The extent to which the instrument of presidential decrees also allows such tariff measures is not as clear as in the case of the trade agreements discussed above. In the US Constitution, the decrees are not mentioned at all. Article 2 merely states that “the executive power shall be vested in a President of the United States.” Due to longstanding constitutional practice, the competence in customs policy lies with the Congress. However, there are exceptions that are derived from various individual laws. For example, the US President could rely on the International Emergency Economic Powers Act of 1977. Or the Trading with the Enemy Act of 1917. The latter was drawn in 1971 (sic!) By then President Richard Nixon to order a general import duty of 10% to avert a balance of payments crisis. It is at least doubtful whether the US courts would also allow the tariff measures targeted by Trump to pass. If not, Trump would have to persuade Congress to enact appropriate customs laws, for which the necessary majorities are also unlikely to be easy to win.
Trump would certainly have had the opportunity to point a finger at EU trade policy. He publicly complained that there was a Mercedes Benz in front of every house on Fifth Avenue, but not a single Chevrolet on the Kö in Düsseldorf or Mönckebergstrasse in Hamburg. On the occasion he could have pointed out that the EU levies an import duty of 10% on imported cars, while the USA only charges a duty of 2.5%. And the pickups that are so popular in the USA are even classified as trucks by the EU and are therefore subject to an import duty of 22%. Now you could not really use the advantages of a Ford F-150, a Chevrolet Silverado or a Dodge Ram, which have occupied the first three places in the US new registrations for years, on the Kö anyway. But in view of the high EU tariffs, one gets the impression that the tears shed in Europe over Trump protectionism also contain a clear proportion of crocodile tears in this case.
Trump commits a serious mistake in thinking when he believes that protective tariffs can bring lost jobs back to the USA. Not only economic theory speaks against it, but also all practical experience. In Germany, attempts have been in vain for decades to prevent the loss of jobs in shipbuilding and mining with aid to shipowners and strict import quotas for hard coal and coal pennies; in Great Britain it was the automobile industry which, despite subsidies and local content regulations, became increasingly insignificant; In France, politicians have been unsuccessful to this day with protective measures against the shrinking domestic film production.

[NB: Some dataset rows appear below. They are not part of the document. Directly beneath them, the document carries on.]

PR #423, opened 2021-08-31
fix: make refresh fetch recent uploads

### LINKED ISSUE #265: Refresh button not working
I believe this may be because the `before` data is not updated to be "now".

rafaelramalho19:
- Closes #265

### DIFF
--- a/packages/website/pages/files.js
+++ b/packages/website/pages/files.js
@@ -266,6 +266,11 @@ export default function Files({ isLoggedIn }) {
     }
   )
 
+  const refreshUploads = async () => {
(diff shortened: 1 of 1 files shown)


alanshaw:
It would be good if this didn't take you back to the first page if you're on page 2 for example.

olizilla:
@rafaelramalho19 i think the problem you identify in https://github.com/web3-storage/web3.storage/pull/423#issuecomment-912603377 is ok. I can live with that.

Is this PR otherwise ready?

olizilla (approved):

If the USA were to impose drastic import duties on car imports now, many jobs in Mexico and some in Germany would certainly be lost, but not to US industrial workers, but to industrial robots.

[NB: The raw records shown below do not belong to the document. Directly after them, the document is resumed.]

PR #427, opened 2021-09-01
Add putCar examples for node.js

### LINKED ISSUE #367: Add example for putCar
Create an example for `putCar` including using a non-default codec (`dag-json`/`dag-jose` for example) to encode data.

refs https://github.com/web3-storage/web3.storage/pull/365#pullrequestreview-732706918

yusefnapora:
This adds two new examples in `packages/client/examples/node.js`

- `put-car-from-fs.js` adds a CAR from a small fixture file
- `put-car-dag-cbor.js` makes CARs with dag-cbor data and adds them

closes #367


packages/client/examples/node.js/put-car-dag-cbor.js
```diff
@@ -0,0 +1,106 @@
...
+  // add the blocks to the CAR and close it
+  for (const block of ipldBlocks) {
+    writer.put(block)
+  }
+  writer.close()
+
+  // create a new CarReader we can hand to Web3.Storage.putCar
+  const reader = await CarReader.fromIterable(out)
+  return reader
+}
```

In fact, the US auto industry has been recovering significantly for years. Compared to the crisis year 2009, car production has almost doubled; even the numbers from the pre-crisis year 2007 are now slightly exceeded again. And for commercial vehicles, where the USA has always been the world market leader, the production figures have been clearly increasing since 2010. The growth was made possible not least by the installation of around 70,000 industrial robots in the US automotive industry since 2010. If Trump actually succeeds in implementing his tariff plans against car imports, this should really boost the sales prospects of the manufacturers of industrial robots . The “forgotten” from the Midwest would have nothing of it.

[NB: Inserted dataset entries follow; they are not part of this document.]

PR #4837, opened 2023-04-19
Recreate mutagen sync session when mutagen.yml changes, fixes #4753

### LINKED ISSUE #4753: Mutagen sync session needs to be recreated when mutagen.yml changes

_No response_

### Expected Behavior

Changing something like upload_dir or project type would "just work"

### Actual Behavior

In some cases where the mutagen.yml is changed, either deliberately by the user or when something like `upload_dir` or project type changes, the mutagen sync session happily continues along without knowing about the new configuration, even after a `ddev restart` or even `ddev poweroff`. 

From @xenoscopic in slack:

> You're correct - the session would need to be recreated in order for changes to mutagen.yml to be picked up; they're current locked-in (mostly so that global configuration changes don't affect sessions unexpectedly).
That is most likely the cause of what you're seeing.  Would it be possible to do something like compute the SHA-1 of the mutagen.yml file that you're using and attach it to sessions as you create them and then do a terminate/create instead of a pause/resume if the associated label changes?

The solution would be to add a label to the mutagen sync session with the hash or checksum of the mutagen.yml file, and then check that on `ddev start` and make sure they match, otherwise recreate the mutagen sync session.

This was experienced by @DuvellAtreus in [Discord](https://discord.com/channels/664580571770388500/1085553833704431636/1085553833704431636)

The easy workaround is a manual `ddev mutagen reset`

### Steps To Reproduce

_No response_

### Anything else?

_No response_

rfay:
## The Issue

* #4753 

A sync session can outlive the mutagen.yml file, as it's not checked again after creation

* Add a label to the mutagen sync session with the SHA1 hash of the existing mutagen.yml
* On start, check to see if the hash remains the same
* If not, recreate the sync session (and volume)

- [x] `ddev start` and review the mutagen sync identifier (`ddev mutagen st -l | grep Identifier`)
- [x] Change mutagen.yml (make sure to remove #ddev-generated)
- [x] `ddev restart` and verify that you have a new mutagen sync session (`ddev mutagen sync st -l | grep Identifier`)
- [x] `ddev restart` without changes and verify you have the same session identifier now

## Automated Testing Overview

Added TestMutagenConfigChange and TestFileHash

## Release/Deployment Notes

* It may be wise for people to `ddev mutagen reset` on the new release. 

<a href="https://gitpod.io/#https://github.com/ddev/ddev/pull/4837"></a>

### DIFF
--- a/pkg/ddevapp/ddevapp.go
+++ b/pkg/ddevapp/ddevapp.go
@@ -976,7 +976,7 @@ Fix with 'ddev config global --required-docker-compose-version="" --use-docker-c
 
 	if app.IsMutagenEnabled() {
 		if ok, volumeExists, info := CheckMutagenVolumeSyncCompatibility(app); !ok {
-			util.Debug("mutagen sync session and docker volume are in incompatible status: '%s', Removing mutagen sync session '%s' and docker volume %s", info, MutagenSyncName(app.Name), GetMutagenVolumeName(app))
+			util.Debug("mutagen sync session, configuration, and docker volume are in incompatible status: '%s', Removing mutagen sync session '%s' and docker volume %s", info, MutagenSyncName(app.Name), GetMutagenVolumeName(app))
 			terminateErr := TerminateMutagenSync(app)
 			if terminateErr != nil {
 				util.Warning("Unable to terminate mutagen sync %s: %v", MutagenSyncName(app.Name), err)
--- a/pkg/ddevapp/ddevapp.go
+++ b/pkg/ddevapp/ddevapp.go
@@ -982,6 +982,14 @@ Fix with 'ddev config global --required-docker-compose-version="" --use-docker-c
 				util.Warning("Unable to terminate mutagen sync %s: %v", MutagenSyncName(app.Name), err)
 			}
 			if volumeExists {
+				// Remove mounting container if necessary.
+				container, err := dockerutil.FindContainerByName("ddev-" + app.Name + "-web")
+				if err == nil && container != nil {
+					err = dockerutil.RemoveContainer(container.ID)
+					if err != nil {
+						return fmt.Errorf(`Unable to remove web container, please 'ddev restart': %v`, err)
+					}
+				}
 				removeVolumeErr := dockerutil.RemoveVolume(GetMutagenVolumeName(app))
 				if removeVolumeErr != nil {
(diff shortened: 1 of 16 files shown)


pkg/ddevapp/ddevapp.go
```diff
@@ -976,12 +976,20 @@ Fix with 'ddev config global --required-docker-compose-version="" --use-docker-c
 
 	if app.IsMutagenEnabled() {
 		if ok, volumeExists, info := CheckMutagenVolumeSyncCompatibility(app); !ok {
-			util.Debug("mutagen sync session and docker volume are in incompatible status: '%s', Removing mutagen sync session '%s' and docker volume %s", info, MutagenSyncName(app.Name), GetMutagenVolumeName(app))
+			util.Debug("mutagen sync session, configuration, and docker volume are in incompatible status: '%s', Removing mutagen sync session '%s' and docker volume %s", info, MutagenSyncName(app.Name), GetMutagenVolumeName(app))
 			terminateErr := TerminateMutagenSync(app)
```
xenoscopic, line 980: I think my only comment would be that it might be worth flushing the stale session before terminating it, that way both endpoints are theoretically the same when the new session is created.  Doing that will help ensure that the first reconciliation pass of the new synchronization session will construct a virtual ancestor that's (ideally) equal to both endpoints (and that way no pending unsynced changes are lost and converted to conflicts when the new empty ancestor is created in the new session).

However, my guess is that a flush may be done elsewhere, just before `CheckMutagenVolumeSyncCompatibility` (and potentially `TerminateMutagenSync`) is invoked, so if that's the case then just ignore this comment.

Mutagen should probably eventually add a mechanism to transfer the virtual ancestor from one session to a new one (maybe a `mutagen sync update` command, or something).  There are some complexities with that, but it should be possible someday.

xenoscopic (commented):
Hey @rfay, I had a look over this and I think the strategy is good; similar to what Mutagen Compose does (Mutagen Compose actually does an in-memory configuration comparison, but the result is the same).  I only had one comment and it may be something that is already addressed elsewhere in the code.

pkg/ddevapp/ddevapp.go
rfay: Thanks so much, will check!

In the medium and longer term, however, it would primarily be the US auto industry itself that would have the damage. Like the automotive industry in all other countries, it is currently integrated into a global network of suppliers. If the protection policy cut the US manufacturers off from this network, they would probably not be able to maintain their price standards or their quality standards. And they would lack the competitive pressure without which the efficiency and international competitiveness of the US automotive industry could creep in and erode. Then the “forgotten” from the Midwest would definitely be the losers.
The European response
How should Europe respond to all the challenges?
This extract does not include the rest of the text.